PR #64, opened 2013-03-17
Continuous play / title in playbar fragment

theJenix:
This was foundational, before I could tackle transfer song.  I also fixed the pause/resume functionality so it doesnt restart the song, and added a broadcast intent for the current song, and placed the title in the playbar fragment.  We can further style it however we like.

### DIFF
--- a/SoundStream/src/com/lastcrusade/soundstream/audio/RemoteAudioPlayer.java
+++ b/SoundStream/src/com/lastcrusade/soundstream/audio/RemoteAudioPlayer.java
@@ -13,6 +13,7 @@ import com.lastcrusade.soundstream.util.IBroadcastActionHandler;
 public class RemoteAudioPlayer implements IPlayer {
 
     private CustomApp application;
+    private boolean paused;
     private boolean playing;
     
     BroadcastRegistrar registrar;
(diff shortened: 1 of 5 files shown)


SoundStream/src/com/lastcrusade/soundstream/audio/RemoteAudioPlayer.java
```diff
@@ -57,9 +73,11 @@ private void registerReceivers() {
 			public void onReceiveAction(Context context, Intent intent) {
 				playing = intent.getBooleanExtra(MessagingService.EXTRA_IS_PLAYING, false);
 				if(playing) {
+				    paused = false;
```
reidbaker, line 76: You can fix later but there is weird spacing here

reidbaker:
:thumbsup: Next person that likes it pull this in.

****

Work instruction: Please show all lines from the entries that contain the word "reidbaker".

Exercise solution:
reidbaker, line 76: You can fix later but there is weird spacing here
reidbaker:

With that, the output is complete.